Ajax shrugged. “Anybody can come here.”

“With his lover, a blond man in his mid-thirties. They wore jackets and boots like yours. Crash helmets. They rode twin motorcycles. Kawasakis.”

The giant scowled. “He was killed. By the knifer in the dark. Couple weeks ago. The other one got it the same way, when, last night, night before last? They both had AIDS.”

“They came here together, didn’t they?” Dave said.

“You’re no insurance man,” Hercules said. “You’re a cop. You’re on that case. Yeah, they used to come here—last fall. So what?” He snorted. “You should have seen them ride those bikes. Like a couple of Sunday school teachers. They didn’t kid nobody except theirself.”

“Who did they party with?” Dave said.

“Nobody,” the big man said. “Each other.”

“Never a tall, skinny kid in ragged jeans, long blond hair, a bandanna headband?”

“Is that who they think done it?”

“It’s who tried to do it to me last night,” Dave said.

“Shit.” Fafnir took a backward step, alarm in his eyes. “You got AIDS too? Ain’t you a little old for it?”

“A little,” Dave said. “No, I ain’t got AIDS too. But I seem to be frightening somebody. I wondered if, since two of the victims haunted this place, their killer did. If he chose his victims here.”

“No tall skinny kid in ragged jeans,” the big man said. “It’s leather or nothing here. We don’t serve you if you don’t come dressed right. Anyway”—again he looked along the rain-gray street—“it’s the wrong neighborhood.

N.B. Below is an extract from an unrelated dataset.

PR #8304, opened 2024-11-21
use dapr_scheduler.ha to allow for scaling independently of the global.ha

cicoyle:
allow the use of `dapr_scheduler.ha` to scale independely of the global ha flag. This allows for global ha to be false and to scale the schedulers to 3 instances.

I confirmed the following to be true by testing all cases locally.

The killings were all in Hollywood and West LA. Pansyville.”

“It’s not that far away,” Dave said.

“It’s another fucking world,” the giant said.

“The skinny kid may be a false lead,” Dave said. “Do you own a knife?”

Samson growled, clutched Dave’s jacket, sweater, shirt in a fist, lifted him off his feet, thrust his whisker-matted face into Dave’s. “Listen up. It wasn’t me, okay?” He set Dave down, glowering at him. “I’m not into violence.”

“I’m happy to hear it.” Dave smoothed his old clothes.

And from nowhere came Samuels in his fly-front coat and rain hat, holding up a snub-nosed detective special, and panting. “Everything all right here?” he said to Dave, and to the big man, “Police officer.”

“No problem, sir.” The giant showed his teeth and took another step backward, hands raised. “Little misunderstanding, is all. Bar’s closed today.”

“For Saturnalia,” Dave said. “A few months late, but who’s counting?”

Samuels blinked his pale eyes. “Saturn what?”

“Monthly business meeting,” Atlas said.

“We seem to be running on parallel tracks,” Dave told Samuels. “If I buy you lunch, will you drive me home?”

“You don’t look like you feel so good,” Samuels said.